» Task item
Extract, from the listing that follows, each line containing the word "ThisBuild".

» Extracted records
■ ■ ■
PR #4763, opened 2024-07-11
[ruby] Remodel `yield` Calls

### LINKED ISSUE #4760: [ruby] Re-Model `yield` Calls
`yield` calls can be simply lowered from
```ruby
def foo()
  yield 1
end
```
to 
```ruby
def foo(&block)
  block.call(1)
end
```
Since we have implicit block parameters handled when a `yield` expression is present, we only need to replace it with the block invocation.

DavidBakerEffendi:
This PR remodels `yield` calls as explicit invocations of the implicit or explicit block parameter of the surrounding method.

Resolves #4760

### DIFF
--- a/joern-cli/frontends/rubysrc2cpg/src/test/scala/io/joern/rubysrc2cpg/querying/ProcParameterAndYieldTests.scala
+++ b/joern-cli/frontends/rubysrc2cpg/src/test/scala/io/joern/rubysrc2cpg/querying/ProcParameterAndYieldTests.scala
@@ -1,84 +1,96 @@
 package io.joern.rubysrc2cpg.querying
 
 import io.joern.rubysrc2cpg.testfixtures.RubyCode2CpgFixture
-import io.shiftleft.codepropertygraph.generated.Operators
-import org.scalatest.Inspectors
-import io.shiftleft.semanticcpg.language.*
 import io.shiftleft.codepropertygraph.generated.nodes.*
+import io.shiftleft.semanticcpg.language.*
+import org.scalatest.Inspectors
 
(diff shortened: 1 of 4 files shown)


joern-cli/frontends/rubysrc2cpg/src/test/scala/io/joern/rubysrc2cpg/querying/ProcParameterAndYieldTests.scala
```diff
@@ -1,84 +1,96 @@
...
+    fooParam.code shouldBe "&<proc-param-0>"
+    fooParam.index shouldBe 1
+
+    val barParam = bar.parameter.last
+    barParam.name shouldBe "<proc-param-1>"
+    barParam.code shouldBe "&<proc-param-1>"
+    barParam.index shouldBe 1
+
+    foo.call.nameExact("call").argument.isIdentifier.name.l shouldBe List("<proc-param-0>")
+    bar.call.nameExact("call").argument.isIdentifier.name.l shouldBe List("<proc-param-1>")
```
ml86, line 60: the block/proc parameter is not passed as an argument into the block/proc itself. It is just the receiver. Also applies to your other tests.

ml86 (changes requested):

joern-cli/frontends/rubysrc2cpg/src/test/scala/io/joern/rubysrc2cpg/querying/ProcParameterAndYieldTests.scala
ml86: I was wrong about this. Lets keep it like it is.

ml86 (approved):

Issue #4762, opened 2024-07-11
[php2cpg] better representation of array unpacking


d1tto:
The current PHP frontend is not very friendly to handle array unpacking, for example `[$a, $b, $c] = $arr`, php2cpg will create an array of `$a, $b, $c` as the element, and put the array as the target of an assignment statement, which will cause the data flow analysis to fail. Similarly, there is also exists in the doubleArrow operator used in foreach statement, and the list operator

**Describe the solution you'd like**
pysrc2cpg handles this very well, which converts `[a, b, c] = arr` to `a = arr[0], b = arr[1], c = arr[2]`

PR #4767, opened 2024-07-13
[php2cpg] Lowering the init part of foreach statement

d1tto:
https://github.com/joernio/joern/issues/4762
In the previous implementation, the `doubleArrow` operator is used to wrap key-value-pari when foreach traverses both keys and values, which causes the data flow analysis to fail. In addition, `current` method can only get the element and not the key of it.

### DIFF
--- a/build.sbt
+++ b/build.sbt
@@ -2,7 +2,7 @@ name                     := "joern"
 ThisBuild / organization := "io.joern"
 ThisBuild / scalaVersion := "3.4.2"
 
-val cpgVersion = "1.6.18"
+val cpgVersion = "1.6.19"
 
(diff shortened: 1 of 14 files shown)


d1tto:
@DavidBakerEffendi @johannescoetzee Excuse me, could you help me review this pr. sorry, I didn't know that yesterday's commit would be appended here, just look at the last commit. Thanks again.

d1tto:
@DavidBakerEffendi @johannescoetzee Excuse me, do you think this change is reasonable

DavidBakerEffendi:
@d1tto Will look eventually, have other work on my plate right now

PR #4772, opened 2024-07-15
IF Cfg creation for if-statements with empty `then` block.

ml86:


joern-cli/frontends/c2cpg/src/test/scala/io/joern/c2cpg/passes/cfg/CfgCreationPassTests.scala
```diff
@@ -504,6 +504,26 @@ class CfgCreationPassTests extends CfgTestFixture(() => new CCfgTestCpg) {
       succOf("d") shouldBe expected(("RET", AlwaysEdge))
       succOf("e") shouldBe expected(("RET", AlwaysEdge))
     }
+
+    "be correct for empty 'then' block" in {
+      implicit val cpg: Cpg = code("if (cond()) {} else { foo() }")
```
maltek, line 509:
```suggestion
      implicit val cpg: Cpg = code("if (cond()) {} else { foo(); }")
```

maltek (approved):

PR #5348, opened 2025-03-07
Move gradle dependency fetching logic into init.gradle

johannescoetzee:
Before this PR, a lot of the logic for gradle dependency fetching was happening from Scala code through the gradle connection via the API. This has a lot of overhead as the project needs to be reloaded/initialized/correct verb each time. For example, just listing the available projects with their configurations for the elasticsearch project took ~30 minutes on my machine since there's a configuration step that had to happen for each request. Doing this from a gradle task defined in the build or init file is almost instantaneous.

With this PR, all of that logic is moved into the gradle init script. A separate task to fetch dependencies is created for each subproject and then one task is created in the root project which either depends on all of these, or only on that of the `:app` project if it exists to stay consistent with how we filtered projects before. Only this root project task has to be executed to fetch all of the dependencies, so we avoid the overhead associated with multiple API calls.


ml86 (approved):
Approved so you can go ahead quickly.
But i think putting the init script in a separate resource file might make more sense then this huge inline string. Please explore that for a follow up PR.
■ ■ ■
» Reply to the exercise
 ThisBuild / organization := "io.joern"
 ThisBuild / scalaVersion := "3.4.2"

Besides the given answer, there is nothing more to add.